# PERFECTLY, POISED , Princess Charlotte



## dogloverx3 (Apr 14, 2006)

Princess Charlotte indulged her shopaholic Mother by posing in two of her new tops even though it was HOT - that and I used the Frosty the snowman toy ( as a bribe ) cause Charlotte is OBSESSED . Sarah 

Charlotte in her new Hello Kitty sweater - prrrfect

































Pink and orange Princess


----------



## honeybun (Mar 6, 2007)

She looks perfect.


----------



## Katkoota (Feb 18, 2006)

awwwwwwwwwwwwww

what a pretty girl she is...great pictures

the third pic and the one of her standing were my faves


----------



## Kara (Apr 29, 2007)

Charlotte is absolutely gorgeous.

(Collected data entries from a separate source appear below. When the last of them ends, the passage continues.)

Issue #160, opened 2017-01-24
Introduce option to not abort on first crash


mfeurer:
Aborting on the first run will make it hard to run random search with the ROAR algorithm because randomly drawing a configuration which's hyperparameter don't work will make the whole optimization run crash -> solution: disable aborting with a flag in the scenario file/object

mlindauer:
I thought the first configuration in the initial design is the default configuration and it would be weird if this already crashes. 
Furthermore, I would say that your configuration space is not so well designed, if the probability is so high to sample crashing configurations often.

Nevertheless, I do not object such an option.

mfeurer:
Sorry, I meant full random search with a random initial design. I hope it makes more sense then.

mlindauer:
@shukon Please take care of this issue.

PR #162, opened 2017-01-31
Fix/#155

shukon:
Implementing issue#155, adding custom exceptions for TAE Abort- and Crashed-results.

### DIFF
--- a/smac/intensification/intensification.py
+++ b/smac/intensification/intensification.py
@@ -156,7 +156,9 @@ class Intensifier(object):
                                                   aggregate_func=aggregate_func)
             except BudgetExhaustedException:
                 # We return incumbent, SMBO stops due to its own budget checks
-                return incumbent
+                inc_runs = run_history.get_runs_for_config(incumbent)
+                inc_perf = aggregate_func(incumbent, run_history, inc_runs)
+                return incumbent, inc_perf
             except TAEAbortException:
                 # We set intensifier.incumbent_on_abort to incumbent to retrieve
                 # it from SMBO and raise
--- a/smac/intensification/intensification.py
+++ b/smac/intensification/intensification.py
@@ -316,11 +316,11 @@ class Intensifier(object):
 
                 self.logger.debug("Add run of challenger")
                 status, cost, dur, res = self.tae_runner.start(
-                   config=challenger,
-                   instance=instance,
-                   seed=seed,
-                   cutoff=cutoff,
-                   instance_specific=self.instance_specifics.get(instance, "0"))
+                    config=challenger,
+                    instance=instance,
+                    seed=seed,
+                    cutoff=cutoff,
+                    instance_specific=self.instance_specifics.get(instance, "0"))
                 self._num_run += 1
 
             new_incumbent = self._compare_configs(
--- a/smac/intensification/intensification.py
+++ b/smac/intensification/intensification.py
@@ -153,8 +153,7 @@ class Intensifier(object):
                                                   aggregate_func=aggregate_func)
             except BudgetExhaustedException:
                 # We return incumbent, SMBO stops due to its own budget checks
-                inc_runs = run_history.get_runs_for_config(incumbent)
-                inc_perf = aggregate_func(incumbent, run_history, inc_runs)
+                inc_perf = run_history.get_cost(incumbent)
                 return incumbent, inc_perf
 
             if self._chall_indx > 1 and self._num_run > self.run_limit:
--- a/smac/intensification/intensification.py
+++ b/smac/intensification/intensification.py
@@ -14,7 +14,7 @@ from smac.utils.constants import MAXINT, MAX_CUTOFF
 from smac.configspace import Configuration
 from smac.runhistory.runhistory import RunHistory
 from smac.tae.execute_ta_run import StatusType
-from smac.tae.execute_ta_run import TAEAbortException, BudgetExhaustedException
+from smac.tae.execute_ta_run import BudgetExhaustedException
 
 __author__ = "Katharina Eggensperger, Marius Lindauer"
 __copyright__ = "Copyright 2017, ML4AAD"
@@ -74,9 +74,6 @@ class Intensifier(object):
         self.maxR = maxR
         self.minR = minR
         self.rs = rng
-
-        # retrieve incumbent in case of interrupted intensification
-        self.incumbent_on_abort = None
 
         # scenario info
         self.cutoff = cutoff
@@ -159,11 +156,6 @@ class Intensifier(object):
                 inc_runs = run_history.get_runs_for_config(incumbent)
                 inc_perf = aggregate_func(incumbent, run_history, inc_runs)
                 return incumbent, inc_perf
-            except TAEAbortException:
-                # We set intensifier.incumbent_on_abort to incumbent to retrieve
-                # it from SMBO and raise
-                self.incumbent_on_abort = incumbent
-                raise
 
             if self._chall_indx > 1 and self._num_run > self.run_limit:
                 self.logger.debug(
--- a/smac/intensification/intensification.py
+++ b/smac/intensification/intensification.py
@@ -14,6 +14,7 @@ from smac.utils.constants import MAXINT, MAX_CUTOFF
 from smac.configspace import Configuration
 from smac.runhistory.runhistory import RunHistory
 from smac.tae.execute_ta_run import StatusType
+from smac.tae.execute_ta_run import TAEAbortException, BudgetExhaustedException
 
 __author__ = "Katharina Eggensperger, Marius Lindauer"
 __copyright__ = "Copyright 2017, ML4AAD"
@@ -73,6 +74,9 @@ class Intensifier(object):
         self.maxR = maxR
         self.minR = minR
         self.rs = rng
+
+        # retrieve incumbent in case of interrupted intensification
+        self.incumbent_on_error = None
 
         # scenario info
         self.cutoff = cutoff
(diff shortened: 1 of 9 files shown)


smac/tae/execute_ta_run.py
```diff
@@ -140,6 +148,8 @@ def start(self, config, instance,
 
         self.logger.debug("Return: Status: %d, cost: %f, time. %f, additional: %s" % (
             status.value, cost, runtime, str(additional_info)))
+        print("Return: Status: %d, cost: %f, time. %f, additional: %s" % (
```
mlindauer: Why have you added a print here?

smac/smbo/smbo.py
```diff
@@ -126,12 +127,16 @@ def run(self):
...
-                run_history=self.runhistory,
-                aggregate_func=self.aggregate_func,
-                time_bound=max(0.01, time_spend))
+            try: self.incumbent, inc_perf = self.intensifier.intensify(
+                  challengers=challengers,
+                  incumbent=self.incumbent,
+                  run_history=self.runhistory,
+                  aggregate_func=self.aggregate_func,
+                  time_bound=max(0.01, time_spend))
+            except (TAEAbortException, BudgetExhaustedException):
```
mlindauer: `intensify` races more than one challenger against the incumbent
and we always want to return the latest incumbent.
Here a potential problem:
If the first challenger beats the incumbent, and on the second challenge we would get a `BudgetExhaustedException`,
we would not return the newest incumbent (i.e., the first challenger) with your implementation.

Either these exceptions will be handled within intensify(),
or at least Intensifier stores the current incumbent always in an object variable,
such that we can return `self.intensifier.incumbent`

shukon: Is there any disadvantage of storing the incumbent in `self.intensifier.incumbent`? If handling the exceptions in intensification, it is more complicated to abort the smbo-loop.

smac/tae/execute_ta_run.py
shukon: Unintentional, removed.

smac/smbo/smbo.py
mlindauer: > Is there any disadvantage of storing the incumbent in self.intensifier.incumbent?

not as far as I know

shukon: I chose the minimal-invasive solution and introduced an intensifier.incumbent_on_error that is set through exception-handling. Also added another try/except around the initial-run in smbo.

shukon: Actually I suppose the `BudgetExhaustedException` does not need to be handed up to smbo, since there already is a check for budget there. Also changed the handling in intensify to be more intuitive.

mlindauer:
@shukon please ensure that the coverage of our unit tests do not decrease!

smac/smbo/smbo.py
```diff
@@ -102,7 +103,11 @@ def run(self):
             The best found configuration
         '''
         self.stats.start_timing()
-        self.incumbent = self.initial_design.run()
+        try:
+            self.incumbent = self.initial_design.run()
+        except TAEAbortException:
```
mfeurer: This exception changes the current behaviour of SMAC as it does not indicate a failure if the first run aims to abort the evaluation. Thus, I think this try/except is not necessary at this point and should be only added in a PR to fix #160 (or this PR should also fix #160).

smac/tae/execute_ta_run.py
```diff
@@ -124,9 +129,12 @@ def start(self, config, instance,
                                                           seed=seed,
                                                           instance_specific=instance_specific)
 
-        if self.stats.ta_runs == 0 and status in [StatusType.CRASHED, StatusType.ABORT]:
+        if self.stats.ta_runs == 0 and status == StatusType.CRASHED:
             self.logger.critical("First run crashed -- Abort")
```
mfeurer: This should now rather be the message of the exception than a call to the logger.

smac/tae/execute_ta_run.py
```diff
@@ -124,9 +129,12 @@ def start(self, config, instance,
...
-            sys.exit(1)
+            raise TAEAbortException()
+        if status == StatusType.ABORT:
+            self.logger.error("Target algorithm status ABORT - SMAC will exit.")
```
mfeurer: Also, I think this should be the exception message and not a call to the logger.

smac/smbo/smbo.py
```diff
@@ -126,12 +131,15 @@ def run(self):
...
-                run_history=self.runhistory,
-                aggregate_func=self.aggregate_func,
-                time_bound=max(0.01, time_spend))
+            try: self.incumbent, inc_perf = self.intensifier.intensify(
+                  challengers=challengers,
+                  incumbent=self.incumbent,
+                  run_history=self.runhistory,
+                  aggregate_func=self.aggregate_func,
+                  time_bound=max(0.01, time_spend))
+            except TAEAbortException:
```
mfeurer: This except prevents someone who uses SMAC from python from figuring out that something went wrong in the code. Do we want this?

smac/tae/execute_ta_run.py
```diff
@@ -113,7 +118,7 @@ def start(self, config, instance,
         if self.stats.is_budget_exhausted():
             self.logger.debug(
                 "Skip target algorithm run due to exhausted configuration budget")
```
mfeurer: I think this should be the message of the exception rather than a call to the logger.

smac/smbo/smbo.py
shukon: What would be the alternative? Issuing a failed SMAC-run/ raising an exception? I used 
>  The SMAC object should always return an incumbent. (Issue/#155)

as a guideline.

smac/smbo/smbo.py
shukon: This try/except-statement is simply aiming to ensure that an incumbent is always returned. The options to not abort on first-run-crash would rather fit into the tae-runner, I think.
Related to below: What should the expected failure on ABORTs look like?

shukon:
Not sure what is going on with the builds, sorry. Any way to have a look in the logs?

mfeurer:
Click on the link details, then you get to travis-ci. There you see all four/six builds that are happening. When you click one of those, you get the details.

shukon:
Ok, thanks. Also: If first run crashes/ aborts in the initial-design-run, then an `TAEAbortException` is now raised. Not sure if this is expected behaviour, in comparison to ABORTs in the later course of the optimization, where we will not raise, but return incumbent. Need some guidelines on that.

mlindauer:
Let me discuss this with Matthias in the course of the week.

mlindauer:
So, we came to the following conclusion:
the TAEAbortException should only be caught in `smac_cli` such that the command line user gets a message that the TA signaled an abort and the last incumbent can be found in the trajectory file.
This also implies that we do not catch the exception in `SMBO`

shukon:
Should be working now. Message to user by `self.logger.error(message)` - is that fine?

smac/intensification/intensification.py
```diff
@@ -141,14 +142,20 @@ def intensify(self, challengers: typing.List[Configuration],
...
+
+                # Lines 8-17
+                incumbent = self._race_challenger(challenger=challenger,
+                                                  incumbent=incumbent,
+                                                  run_history=run_history,
+                                                  aggregate_func=aggregate_func)
+            except BudgetExhaustedException:
+                # We return incumbent, SMBO stops due to its own budget checks
+                inc_runs = run_history.get_runs_for_config(incumbent)
+                inc_perf = aggregate_func(incumbent, run_history, inc_runs)
```
mlindauer: you can use the function `get_cost()` instead of these two lines

smac/tae/execute_ta_run.py
```diff
@@ -35,6 +35,18 @@ def enum_hook(obj):
                 return getattr(globals()[name], member)
         return obj
 
+class BudgetExhaustedException(Exception):
+    """ Exception indicating that time- or memory-budgets are exhausted. """
+    pass
+
+class TAEAbortException(Exception):
+    """ Exception indicating that the TAE suggests an ABORT of SMAC. """
```
mfeurer: @mlindauer is this correct? It can be the TAE (in case of the first run crashing, but there's a special exception for that), but mostly this is supposed to be sent by the target algorithm, right? Also, I'm not sure if the user should be confronted to the abbreviation TAE.

smac/tae/execute_ta_run.py
```diff
@@ -35,6 +35,18 @@ def enum_hook(obj):
...
+    pass
+
+class TAEFirstRunCrashedException(TAEAbortException):
```
mfeurer: Hm, could we rename this to `FirstRunCrashedException`? I think this is easier for a user.

smac/smbo/smbo.py
```diff
@@ -98,7 +100,15 @@ def run(self):
...
-        self.incumbent = self.initial_design.run()
+        try:
+            self.incumbent = self.initial_design.run()
+        except TAEFirstRunCrashedException:
+            if self.scenario.abort_on_first_run_crash:
+                # We log to make sure the user knows about the reason for abort
+                self.logger.error("First run crashed, abort. (To prevent this,"
+                                  "toggle the 'abort_on_first_run_crash'-optio"
+                                  "n!)")
+                raise TAEAbortException("First run crashed, abort.")
```
mfeurer: Why not raising the original exception?

smac/smac_cli.py
```diff
@@ -59,29 +60,32 @@ def main_cli(self):
...
-                rng=np.random.RandomState(args_.seed), 
-                runhistory=rh, 
+                scenario=scen,
+                rng=np.random.RandomState(args_.seed),
+                runhistory=rh,
                 initial_configurations=initial_configs)
         try:
             optimizer.optimize()
-
+        except TAEAbortException:
```
mfeurer: Does this also catch the exception that the first run crashed? If yes, the error message would be incorrect (as the tae and not the ta signaled to abort).

smac/tae/execute_ta_run.py
shukon: Corrected the doc-string. Would `AbortException` be enough? Or maybe `TargetAlgorithmAbortException`?

smac/tae/execute_ta_run.py
shukon: Done.

smac/smbo/smbo.py
shukon: Now raising FirstRunCrashedException, logging in smac_cli.

smac/smac_cli.py
shukon: Now logging exception-message (which is either the abort through TA or First Run Crashed)

shukon:
Implemented suggestions. I kept the name `TAEAbortException` for now, would `TargetAlgorithmAbortException` be better? Generally the exception-message should be what concerns the user, shouldn't it?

I love the thir pic too, all are great but the third is my fave.


----------



## Maidto2Maltese (Oct 19, 2004)

Ah how cute she looks!!!!!!!!!!!!


----------



## CrystalAndZoe (Jul 11, 2006)

She is just the cutest, happiest, wanna pick her up and cuddle her baby!! :wub:


----------



## The A Team (Dec 1, 2005)

Archie can't stand it :wub: :wub: !!!.......now he needs a cold <strike>shower</strike> bath....he said, ahh, what a <strike>woman</strike> I mean, good looking pup that Princess Charlotte is!!!!!


----------



## Morkie4 (Oct 13, 2006)

Just the sweetest little outfits but what is underneath those outfits, is what catches my eye! She is a doll!!! :wub: :wub:


----------



## thinkpink (Sep 25, 2004)

She's so cute in her new clothes. I love the shirt with sleeves.


----------



## Nissa Fiona (Nov 4, 2007)

uff-da, she is just darling, takes my breath away!


----------



## Missy&Maggie (Jun 17, 2007)

Princess Charlotte looks adorable in her tees!!!! :wub: Who does love a lil Hello Kitty and the orange looks great on her! So cute!!!


----------



## tag (Aug 26, 2004)

She is beautiful, love her tops. :wub:


----------



## gibbert (Jan 13, 2005)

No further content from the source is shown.